# Recommend me a lever upgrade



## HelloFrank (Jul 9, 2019)

(Sorry if this is the wrong section to post in - please let me know if it is and I will move it).

I am after recommendations for a lever machine upgrade. We currently use, every day, an Elektra MicroCassa Lever and a pre-milemium LaPav Lever Professional.

My frustration is the over-heating, especially on the Elektra, as I have now to regualry make 3-4 drinks at a time and they are both incosistant. What's my upgrade options?

Criteria:

-Home use

-Not switched on all the time: only used 2-3 times a day, but is used every day.

-Reliable , needs to just work; I don't mind having it prof serviced.

-Single lever, I don't want a big commercial dual lever. This is for our home kitchen, not a cafe.

-Budget is up to 2.5K

-Makes 3-4 constant drinks at a time.

-Primarily used for milky drinks: caps, flat whites etc. Quality velvet milk is important.

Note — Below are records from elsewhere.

Issue #286, opened 2021-02-02
Make sure WP is ocp-indent compliant


fortunac:
We should run `ocp-indent` on all of WP to make sure the code's spacing is compliant.

gltrost:
I can quickly run on `ocp-indent -i` on all `.ml` and `.mli` files.

codyroux:
Doesn't seem to be a priority for now.

PR #287, opened 2021-02-02
Run ocp-indent on all .ml and .mli files in cbat_tools

gltrost:
Adresses issue #286. I ran `ocp-indent -i` on all `.ml` and `.mli` files I could manually find, including those outside of `wp`. This will allow our code to be more compliant with standard OCaml style.


codyroux:
Sorry for your hard work Greg, but it sounds like the consensus is that the bang/buck ratio is too low on this one.

PR #288, opened 2021-02-04
Add comparative tests to sample_binaries/user_func_specs

gltrost:
Currently, the flag `--user-func-specs` is only tested in the single-program case, but not in the comparative case. This branch adds two tests, `sub_spec_3/run_wp_comp.sh` and `sub_spec_1/run_wp_1.sh` to the comparative test, where adding the `--user-func-specs` flag changes a `SAT` result to an `UNSAT` result in both new cases.


wp/plugin/tests/unit/test_wp_unit.ml
```diff
@@ -241,9 +241,13 @@ let unit_tests = [
...
   "User defined sub specs 7" >: test_plugin "user_func_spec/sub_spec_3"
-    unsat ~script:"run_wp_1.sh";
+    unsat ~script:"run_wp_single_1.sh";
   "User defined sub specs 8" >: test_plugin "user_func_spec/sub_spec_3"
-    sat ~script:"run_wp_2.sh";
+    sat ~script:"run_wp_single_2.sh";
   "User defined sub specs 9" >: test_plugin "user_func_spec/sub_spec_3"
-    unsat ~script:"run_wp_3.sh";  
+    unsat ~script:"run_wp_single_3.sh";
+  "User defined sub specs 10" >: test_plugin "user_func_spec/sub_spec_3"
```
fortunac, line 249: Small nit. The list of tests are divided with comparisons on the top and single cases on the bottom, so I think it would be good to be consistent.

gltrost: Ok. I'll move those to their proper locations.

fortunac (approved):
Looks good to me! 🎉

PR #290, opened 2021-02-09
Fortunac/arm

### LINKED ISSUE #285: Support for ARM
Currently, WP makes assumptions that we are analyzing x86, most notably in the lists of registers we generate for function specs and assumptions about the stack pointer.
- https://github.com/draperlaboratory/cbat_tools/blob/47d7971d89ffd6119b1e77ba27b734972a12fe74/wp/lib/bap_wp/src/precondition.ml#L389 
- https://github.com/draperlaboratory/cbat_tools/blob/3621f5c1906403db8b382ac6c51ea95fbf2f16f4/wp/lib/bap_wp/src/precondition.ml#L624
- etc...
We should extend this to add support for ARM.

fortunac:
Fixes #285. Adds support for ARM, most notably:
- the function spec for chaosing caller-saved registers
- setting SP to the defined region
- printing the memory model when outputting gdb and bildb init scripts

I did not create ARM versions of the `chaos-rax` or `rax-out` specs in favor of using the `arg-terms` and `chaos-caller-saved-registers` specs. If we want to create a `chaos-R0` spec, that can be done easily.


wp/lib/bap_wp/src/output.ml
```diff
@@ -144,16 +144,11 @@ let format_model (model : Model.model) (env1 : Env.t) (env2 : Env.t) : string =
...
   let arch = Env.get_arch env in
-  if Env.is_x86 arch then
-    begin
-      let module Target = (val target_of_arch arch) in
-      let mem, _ = Env.get_var env Target.CPU.mem in
-      Some (extract_array (Constr.eval_model_exn m mem))
-    end
-  else
-    None
+  let module Target = (val target_of_arch arch) in
```
codyroux, line 149: Just as a note: we need to eventually fix this, so that we just grab the target from the KB.

A task for another ticket...

fortunac: I agree. There are lots of instances where we get the architecture from the environment to get the target.

wp/lib/bap_wp/src/precondition.ml
```diff
@@ -401,9 +401,16 @@ let input_regs (arch : Arch.t) : Var.t list =
...
+  | `x86 ->
+    warning "In 32-bit x86, arguments are passed through the stack.%!";
+    []
+  | #Arch.arm ->
+    let open ARM.CPU in
+    [r0; r1; r2; r3]
+  | a ->
+    let err = Format.sprintf "input_regs: Input registers have not been \
+                              implemented for %s." (Arch.to_string a) in
+    raise (Not_implemented err)
```
codyroux, line 413: I wonder if there's some more BAP idiomatic way of raising an error.

On another note, I wonder if we could just print a warning here and charge on regardless.

wp/lib/bap_wp/src/precondition.ml
```diff
@@ -412,9 +419,16 @@ let caller_saved_regs (arch : Arch.t) : Var.t list =
...
-    raise (Not_implemented "caller_saved_regs: Caller-saved registers have not been \
-                            implemented for non-x86_64 architectures.")
+  | `x86 ->
+    let open X86_cpu.IA32 in
+    [rax; rcx; rdx]
+  | #Arch.arm ->
+    let open ARM.CPU in
+    [r0; r1; r2; r3; r12]
+  | a ->
+    let err = Format.sprintf "caller_saved_regs: Caller-saved registers have not \
```
codyroux, line 429: Same comment as above: should we be violently failing?

wp/lib/bap_wp/src/precondition.ml
```diff
@@ -626,19 +654,16 @@ let spec_chaos_rax (sub : Sub.t) (arch : Arch.t) : Env.fun_spec option =
...
-          (fun env post tid ->
-             let post = set_fun_called post env tid in
-             let post, env = increment_stack_ptr post env in
-             let inputs = if Env.use_input_regs env then input_regs arch else [] in
-             let regs = caller_saved_regs arch in
-             subst_fun_outputs env sub post ~inputs ~outputs:regs)
-    }
-  else
-    None
+  Some {
```
codyroux, line 657: Great. This should prevent some confusion!

codyroux:
As usual, very clean and pleasant implementation!

We just need to agree on the default behavior on "non-supported" architectures: currently it fails with `--compare-regs`, I think. My intuition is that it should proceed with warning and an empty set?

Not sure.

wp/lib/bap_wp/src/precondition.ml
```diff
@@ -467,6 +488,13 @@ let rec get_vars (env : Env.t) (t : Sub.t) : Var.Set.t =
   in
   visitor#visit_sub t vars
 
+let get_vars (env : Env.t) (t : Sub.t) : Var.Set.t =
+  let gprs = Env.get_gprs env in
+  let mem = Var.Set.singleton (Env.get_mem env) in
+  let sp = Var.Set.singleton (Env.get_sp env) in
+  let sub_vars = vars_from_sub env t in
+  Var.Set.union_list [gprs; mem; sp; sub_vars]
```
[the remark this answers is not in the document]
fortunac: Didn't realize that function existed! It might be a good idea to return a union of the `sub_vars` and the `Target.vars` to capture everything including the virtual registers. I can test this out.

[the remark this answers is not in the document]
codyroux: Nah, that would be redundant. If we can use just `Target.vars` then we should, but I'm not sure it's available/doesn't break backwards compatibility.

Unioning both is ugly and will probably be problematic at some point.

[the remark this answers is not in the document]
fortunac: I tried testing it out. It breaks backwards compatibility since none of wp's library uses the core theory. Doing this would probably require a big rewrite.

fortunac:
> 
> 
> As usual, very clean and pleasant implementation!
> 
> We just need to agree on the default behavior on "non-supported" architectures: currently it fails with `--compare-regs`, I think. My intuition is that it should proceed with warning and an empty set?
> 
> Not sure.

I have no problems with printing a warning and returning an empty set.

wp/lib/bap_wp/src/precondition.ml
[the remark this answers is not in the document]
codyroux: Thought it might. Let's drop it for the time being.

Issue #300, opened 2021-03-01
Improve readability our constraint printing


gltrost:
Currently when printing constraints, we print them in a hard to read syntax. For example:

-Does not need to be plumbed in, but could be if needed.

-No horrible plastic trim.

-We are good at our grinding (thanks Simon for the Mazzer) and are precise.

-We don't mind having to learn and 'get gud'. It can be complicated, I don't mind putting the effort in to learn.

-Must be a lever - we love the theatre, simplicity, reliability and challenge.

What should be on our shortlist?


----------



## Cooffe (Mar 7, 2019)

@MildredM does the L-R fit the bill for this - or is it an e61 group?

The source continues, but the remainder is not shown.